In meiner augenblicklichen Realität ist wenig von meinen oben beschriebenen Wünschen zu finden. Enterprise-Projekte werden hier mithilfe eines kommerziellen Frameworks, zahlreicher OpenSource Frameworks, einem Ticketsystem sowie mündlichen Absprachen, auf Basis einer Versionsverwaltung realisiert. Insbesondere die Versionsverwaltung führt dazu, dass sich jedermann berufen fühlt, in jedermanns Code zu jeder Zeit herumzumatschen. Es werden bereits funktionierende Programmteile kommentarlos gelöscht und durch Code anderer ersetzt. Es werden Seiteneingänge und Querverbindungen ohne Nachfragen eingebaut, und bereits implementierte Konzepte umgangen. Ehemals sorgfältig gekapselter Programmgode wird aufgebrochen, bestehende Konzepte werden ignoriert, und in so etwas wie "Spaghetticode auf hohem Niveau" verwandelt, wo sich mitunter eine ganze Schar von Entwicklern mit jeweils ganz unterschiedlichen Philosophien haben durchsetzen wollen.

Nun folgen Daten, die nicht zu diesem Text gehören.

PR #860, opened 2026-09-02
ImageWatcher: relative-path preservation and recursive watching

thusser:
## Summary

- Adds `flatten: bool = True` to `ImageWatcher`: when `False`, a non-templated destination keeps a
  file's path relative to `watchpath` instead of collapsing it to just the basename, so a nested
  directory tree can be relocated while preserving structure. Default preserves existing behavior
  for every current user.
- Recursive watching: `_watch_inotify` (via `asyncinotify.RecursiveWatcher`, already available at
  the pinned dependency floor), `_watch_poll`, and `open()`'s initial scan (both via `vfs.find()`)
  now pick up subdirectories, not just the watched root.
- While rewriting `_watch_poll`, fixed two pre-existing bugs in the code being touched:
  `poll_interval` was stored but never actually awaited between iterations (a busy-loop), and a
  stray debug `print()` was left in the new-file branch.

## Known limitation (documented, not fixed here)

Confirmed by direct reproduction: when a *destination* directory tree that doesn't exist yet is
created and something is renamed into it before this process's asyncio loop is scheduled to
consume the resulting `CREATE` event and add a watch, the move is never observed — inotify only
reports events for already-watched parents. This is a genuine kernel/library-level race (the
`asyncinotify` example script documents the same caveat), not something fixable at this layer.
Kept as an `xfail(strict=True)` regression test so it stays visible rather than silently assumed
away. A directory whose parent tree already existed at watcher startup is unaffected (covered by a
passing test). See the plan doc for the full writeup and the suggested consumer-side mitigation
(periodic reconciliation re-scan).

## Test plan

- [x] `uv run pytest tests/modules/image/test_imagewatcher.py -v` — 21 passed, 1 xfailed (the known
      limitation above)
- [x] `uv run pytest tests/ -m "not integration and not xmpp"` — full suite, 1832 passed, 1
      pre-existing unrelated failure (confirmed via `git stash` to fail identically without this
      branch's changes — a sandbox permission error writing to `/opt/pyobs/storage`, unrelated to
      `ImageWatcher`)
- [x] `black --check` / `ruff check` clean
- [x] `pyrefly check pyobs/modules/image/imagewatcher.py` — 0 errors

See `specs/plans/2026-09-02-imagewatcher-relative-path-recursive.md` for the full plan, reasoning,
and status.

https://claude.ai/code/session_01TRXBxNFz1KrzhyKaKtdy8Y

### DIFF
--- a/pyobs/modules/image/imagewatcher.py
+++ b/pyobs/modules/image/imagewatcher.py
@@ -60,13 +60,26 @@ class ImageWatcher(Module):
             wait_time: Time in seconds between adding a file to the list and processing it. Gives a file that is
                 still being written time to finish (relevant for poll mode and the initial scan) and spaces out
                 re-queued files after failed destination copies.
-            pattern: Only watch/process files matching this fnmatch pattern; also applied recursively, i.e. it
-                is matched against the full path, so a pattern like "*.fits" matches files in subdirectories too.
+            pattern: Only watch/process files matching this fnmatch pattern, checked against the full path (so
+                e.g. "*.fits" also matches files found in subdirectories). This is the single point of filtering,
+                applied uniformly in ``add_file`` regardless of watch mode -- inotify events, polling, and the
+                initial scan in ``open()`` all discover candidates first and let ``add_file`` decide, none of
+                them pre-filter by pattern before that.
             flatten: For a non-templated destination (one without ``{placeholder}``s), whether to collapse the
                 file's path to just its basename under that destination (the historical behavior, default) or to
                 preserve its path relative to ``watchpath`` under the destination instead. Files found via
                 recursive watching or polling only keep their subdirectory structure at the destination when this
-                is False.
+                is False. Note this relies on the destination VFS root creating missing parent directories on
+                write (the default for e.g. ``LocalFile``) -- a destination configured to not do that would
+                repeatedly fail and re-queue any file whose relative path needs a parent directory that doesn't
+                exist yet.
+
+        Note:
+            If a directory holding a file that's already queued (added but not yet processed by ``_worker``) is
+            renamed before that happens, the worker's read of the file at its captured (pre-rename) path fails
+            and the file is dropped rather than picked up at its new location -- this is unrelated to, and not
+            covered by, the recursive-watching support for directories renamed after they no longer hold queued
+            files. Avoid renaming directories that may still hold queued/retrying files.
         """
         Module.__init__(self, **kwargs)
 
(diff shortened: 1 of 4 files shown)


thusser (commented):
## Review: ImageWatcher relative-path preservation + recursive watching

**Verdict: approve with minor suggestions.** No blocking issues. I verified the claims independently: `tests/modules/image/test_imagewatcher.py` → **21 passed, 1 xfailed** (ran 3×, stable); `ruff`/`black` clean; `pyrefly check pyobs/modules/image/imagewatcher.py` → 0 errors. I also confirmed `RecursiveWatcher` exists in `asyncinotify` **4.2.1** (checked the sdist, not just the installed 4.4.4), and that all VFS backends create parent directories on write (`mkdir=True` default), so `flatten=False`'s nested destination paths work on every backend.

### Good

- `flatten=True` default preserves existing behavior; all pre-existing tests pass unmodified.
- Fixing the `poll_interval` busy-loop and the stray debug `print()` in the code being touched, with a targeted regression test for the sleep, is a nice catch.
- The known CREATE/rename race is real, reproduced, and honestly kept as an `xfail(strict=True)` canary rather than papered over; the plan doc is thorough.
- Cleanup on shutdown is sound: task cancellation closes the inotify handle via `watch_recursive()`'s `finally`.
- No in-repo subclasses/other callers of `ImageWatcher` are affected.

### Findings (non-blocking)

**1. Pattern semantics now diverge between watch modes** (`imagewatcher.py`). Poll mode / `open()` pre-filter through `vfs.find` (basename match per directory) and then `add_file` filters the *full* path again (where `fnmatch` `*` spans `/`); inotify mode filters only via `add_file`'s full-path check. Concrete divergence: pattern `*2026*` with file `/watch/2026/a.txt` — inotify queues it, poll/`open()` drop it at the `find` stage. The new `pattern` docstring ("matched against the full path") describes inotify mode only. Suggestion: make `add_file` the single filtering point (call `find(watchpath, "*")`), or keep the pre-filter but document basename semantics. Low real-world impact (`*.fits` users unaffected).

**2. Plan-doc inaccuracy on `find` for non-local roots** (`specs/plans/2026-09-02-...md` §2: "only `LocalFile` implements `find()` today — other VFS root types raise"). Not true: `VFSFile.find` is a concrete classmethod (flat `listdir` + fnmatch, `pyobs/vfs/file.py`), inherited by SSH/SMB/SFTP/TempFile. Non-local watchpaths in poll mode/`open()` therefore *silently stay flat* rather than raising. Worth fixing the sentence and considering a log warning when a non-local root gets a non-recursive scan.

**3. Move-after-queue orphans source paths** (uncovered gap). Filenames are captured at event/scan time. If a directory holding a *queued* file is renamed before the worker processes it (the consumer's `move_observation_directory` flow — the test only covers writes *after* the rename), the worker's read of the old path fails and the generic handler drops the entry; the file at its new location is never processed (file-level `MOVED_TO` isn't `CLOSE_WRITE`, so renames into watched dirs are never delivered — pre-existing semantics, unchanged). Fine if dirs are only moved once files are processed, but worth a sentence in the plan/PR body: don't move dirs containing queued/retrying files; reconciliation re-scan remains the safety net.

**4. `asyncinotify` bookkeeping can kill the watcher under churn** (robustness). `watch_recursive()`'s internal `add_watch`/`rm_watch` can `OSError` if a directory disappears between event receipt and handling; that exits `_watch_inotify`, and `BackgroundTask` restarts it — self-healing, but repeated churn risks the "succession of failure" quit guard. A `try/except` around the add/remove is cheap insurance.

**5. Nits.** `flatten=False` + a destination root configured `mkdir=False` → infinite requeue/log-spam loop (defaults are `mkdir=True`, so exotic; a docstring note would do). `test_watch_poll_picks_up_nested_files` terminates via mock `side_effect` exhaustion (implicit `StopAsyncIteration`) — works but reads magically. The `event.path is None` guard is effectively dead (yielded events always intersect `CLOSE_WRITE`). §3 empty-dir cleanup deferral is fine as long as it stays tracked.

None of this blocks merge; items 1–2 are quick cleanups, 3–4 are documentation/awareness.

thusser:
Addressed all 5 findings in f9ccc9a9:

1. **Pattern divergence** — fixed. `_watch_poll`/`open()` now call `find(watchpath, "*")` unfiltered; `add_file`'s full-path `fnmatch` check is the single filter point across all three modes. New test: `test_watch_poll_and_inotify_apply_pattern_consistently`.
2. **`find()` plan-doc inaccuracy** — corrected. `VFSFile.find` is a concrete base method (flat, non-recursive), inherited by SSH/SMB/SFTP/TempFile — they don't raise, they silently stay flat. Fixed the wording in the plan doc.
3. **Move-after-queue gap** — documented as a second known limitation (plan doc + class docstring), not fixed, same reasoning as the existing race: mitigation is "don't move a directory that still holds queued/retrying files" + the periodic-reconciliation-rescan recommendation covers it too.
4. **OSError under directory churn** — fixed. `_watch_inotify`'s watch loop now catches `OSError` and restarts with a fresh `RecursiveWatcher` locally rather than letting the task die. New test: `test_watch_inotify_restarts_on_oserror`.
5. **Nits** — removed the dead `event.path is None` guard; rewrote the poll test to use the same explicit sleep-then-cancel pattern as every other test instead of relying on mock exhaustion; documented the `flatten=False` + non-mkdir-destination edge case in the docstring; §3 cleanup deferral needs no change.

23 passed / 1 xfailed on the module's tests, full suite 1834 passed (same one pre-existing unrelated failure), black/ruff/pyrefly clean.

Fazit: Mein jetziger Arbeitgeber ist ausgesprochen erfolgreich! Folglich muß das unten beschriebene Vorgehen wohl das Richtige sein, und meine oben beschriebenen Vorstellungen sind wohl falsch.

Ist das überall so, wie wird bei Euch in der Firma Software im Team entwickelt?


----------



## maki (23. Aug 2011)

Würde das Problem ehrlich gesagt auf deiner Seite sehen.

Sowas wie "mein Code" bzw. "dein Code" hat eigentlich keinen Platz in einem echten Team, jeder muss auch Architekt, Programmierer und Tester sein, architetken die nicht programmieren sind imho fehl am platz.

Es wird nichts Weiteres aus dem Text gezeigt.